Promethium(III) chloride (PmCl₃) is violet with a melting point of 655 °C (1211 °F). When PmCl₃ is heated in the presence of water, pale pink promethium(III) oxychloride (PmOCl) forms.

Promethium(III) bromide (PmBr₃) is prepared by heating Pm₂O₃ in a dry hydrogen bromide stream. It is red and melts at 660 °C (1220 °F).

Promethium(III) iodide (PmI₃) cannot be produced from Pm₂O₃ by reaction with hydrogen iodide–hydrogen mixtures; instead, promethium(III) oxyiodide (PmOI) forms. The desired product can be obtained by reacting Pm₂O₃ with molten aluminum iodide (AlI₃) at 500 °C (932 °F). It is red and melts at 695 °C (1283 °F).

Promethium(III) hydroxide (Pm(OH)₃) is obtained by introducing ammonia into a nitric acid solution of Pm³⁺ ions. It is violet-pink in color.

There are no hazard classifications under chemical safety regulations because these only cover chemical hazards, which are negligible compared to the dangers arising from radioactivity.
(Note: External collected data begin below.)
PR #138, opened 2020-12-18
Use sequence interpolants in ic3ia refinement

makaimann:


makaimann:
The cluster is busy now but I'll submit jobs to evaluate this change soon.

makaimann:
Here are the results from the cluster run. The `*seq-interp*` directories are from this branch. Looks like it's better. Still a ways off from the `msat-ic3ia` backend, but it's a significant step in the right direction.

seq-interp-results

ahmed-irfan (approved):
LGTM.

PR #139, opened 2020-12-20
Move COI analysis to main

makaimann:
This PR moves cone of influence analysis to the main method. This way, the reduction happens before the transition system is even passed to an engine. The primary motivation for this change is that the engine might change the transition system (e.g. through abstraction) before running. This caused issues with cone of influence analysis that happened in `initialize`. This change was the simplest way we thought of for supporting cone-of-influence with engines like `ic3ia`. Furthermore, it seems like a nice logical separation in that it occurs completely separately from the engine.

### DIFF
--- a/engines/ic3ia.cpp
+++ b/engines/ic3ia.cpp
@@ -192,12 +192,6 @@ void IC3IA::check_ts() const
   // no restrictions except that interpolants must be supported
   // instead of checking explicitly, just let the interpolator throw an
   // exception better than maintaining in two places
-
-  if (options_.static_coi_) {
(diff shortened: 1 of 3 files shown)


ahmed-irfan (approved):
Tests are failing!

makaimann:
It’s just bison failing to download. Had issues with that earlier today also. Restarted the CI runs

lonsing (approved):
Looks good to me! This way the implementation is much cleaner.

makaimann:
Thanks for your reviews!

PR #141, opened 2020-12-21
Add basic IC3SA implementation

makaimann:
This PR would add basic support for syntax-guided IC3 from [Model Checking of Verilog RTL Using IC3 with Syntax-Guided Abstraction](https://link.springer.com/chapter/10.1007/978-3-030-20652-9_11) by Aman Goel and Karem Sakallah. This is only an initial implementation and is not very performant yet. Improvements can be made in subsequent PRs. In particular, there are still a lot of TODOs, but it is technically functional.


makaimann:
@ahmed-irfan just FYI, working on `IC3SA` here. It's not based just off master, so master will need to be merged once other PRs are in. I don't think this needs a review but feel free to make changes if you want.

makaimann:
I'm marking this ready for review, but also keeping it `do not merge` because the `Prover` interface will change soon. Once https://github.com/upscale-project/pono/pull/164 and associated PRs are merged, I'll update this branch. As mentioned in the description, this is not very performant yet. However, I thought it would be best to get the initial version merged and make incremental improvements from there.

makaimann:
Here are the results from the cluster runs:
ic3sa-results

I'm doing 20m runs now for more throughput, so they don't solve as many. Like I mentioned above, the performance is not very good but I think it can be improved separately. It's partially this implementation of ic3sa, but also partially the main IC3 implementation, which I am currently improving in a separate branch. I'm not worried about the 8 errors -- it looks like they are segfaults in the mathsat to string function for large terms. Although this brings up a related issue that the logger will call the `to_string` of a term, even if the verbosity is not high enough to print it. I can look into that more later.

makaimann:
Just FYI, made the changes to keep this in line with the recent prover updates. Started new jobs on the cluster to make sure nothing went wrong.

makaimann:
Still working after latest update.

Screenshot from 2021-01-06 11-33-51

ahmed-irfan:
> Still working after latest update.
> 
> Screenshot from 2021-01-06 11-33-51

It seems that the ic3ia got improved

makaimann:
> > Still working after latest update.
> > Screenshot from 2021-01-06 11-33-51
> 
> It seems that the ic3ia got improved

Yeah my guess is that it's related to the `reduce_predicates` unroller issue fix that we discussed offline.

engines/ic3sa.cpp
```diff
@@ -0,0 +1,880 @@
...
+      BVOr,
+      BVAnd });
+
+// main IC3SA implementation
+
+IC3SA::IC3SA(const Property & p,
+             const TransitionSystem & ts,
+             const smt::SmtSolver & solver,
+             PonoOptions opt)
+    : super(p, RelationalTransitionSystem(solver), solver, opt),
```
ahmed-irfan, line 57: why relational here?

makaimann: Good question. It's cause `IC3SA` learns path axioms during refinement that need to be added to the transition system, and those axioms might not be functional. I left a comment about it (way further down in the code), but I should mention it here too.

engines/ic3sa.cpp
```diff
@@ -0,0 +1,880 @@
...
+  // first populate with predicates
+  for (const auto & p : predset_) {
+    if (solver_->get_value(p) == solver_true_) {
+      cube_lits.insert(p);
+    } else {
+      cube_lits.insert(solver_->make_term(Not, p));
+    }
+  }
+
+  EquivalenceClasses ec = get_equivalence_classes_from_model(ts_.statevars());
```
ahmed-irfan, line 77: we are relying on the compiler that it doesn't create a new object and copies the elements. We should make sure that it is the case.

engines/ic3sa.cpp
```diff
@@ -0,0 +1,880 @@
...
+  construct_partition(ec, cube_lits);
+  IC3Formula cube =
+      ic3formula_conjunction(TermVec(cube_lits.begin(), cube_lits.end()));
```
ahmed-irfan, line 80: ditto

engines/ic3sa.cpp
makaimann: Gotcha, like pass it as a set instead?

engines/ic3sa.cpp
makaimann: This one we should check into but I'd rather not change the interface of `ic3formula_conjunction` right now because it's used everywhere. I'm pretty sure that return value optimization will pick this up.

engines/ic3sa.cpp
ahmed-irfan: yeah

engines/ic3sa.cpp
ahmed-irfan: good point! let's check it later

engines/ic3sa.cpp
makaimann: That didn't make sense -- I meant pass it as a reference to get updated?

ahmed-irfan: pass it as a reference and update in the method

engines/ic3sa.cpp
```diff
@@ -0,0 +1,880 @@
...
+  }
+
+  for (const auto & sv : ts_.statevars()) {
+    SortKind sk = sv->get_sort()->get_sort_kind();
+    if (sk != BOOL && sk != BV)
+    {
+      throw PonoException("IC3SA currently only supports bit-vectors");
+    }
+  }
+  for (const auto & iv : ts_.inputvars()) {
```
ahmed-irfan, line 194: inputs are already checked here https://github.com/upscale-project/pono/pull/141/files#diff-d8b374ffc4535468eca246f9584183ee392cc728e6fd3a86332eeec176369206R176

why are we checking them again now?

engines/ic3sa.cpp
ahmed-irfan: i see later in the code that it is needed.

engines/ic3sa.cpp
```diff
@@ -0,0 +1,880 @@
...
+  assert(!solver_context_);
+  assert(cex_.size());
+  // This function will unroll the counterexample trace functionally one step at
+  // a time
+  // it will introduce fresh symbols for input variables and will keep
+  // track of old model values to plug into inputs if an axiom is learned
+  Result r;
+  UnorderedTermMap last_model_vals;
+
+  UnorderedTermSet inputvars = ts_.inputvars();
```
ahmed-irfan, line 298: ts_ or conc_ts_?

ts_ doesn't have inputs. Right?

makaimann: Good catch! Clarified with 4a83034f8ae88f3ea63160900d98c4b9abbb7668.

engines/ic3sa.cpp
makaimann: Good catch, fixed with b659b910a5913771d31f3fe6b0eb2b6b5041e109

However, such regulations apply only when relevant quantities are involved.

Due to its short-lived isotopes and very limited availability, promethium is used technically only in minute quantities. The isotopes ¹⁴⁶Pm and ¹⁴⁷Pm serve as beta radiation sources in luminous watch dials and in cold light sources for signal devices. Additionally, promethium’s beta radiation is utilized for radiometric thickness gauging and level measurement.

In aerospace applications, small radioisotope batteries containing promethium are employed.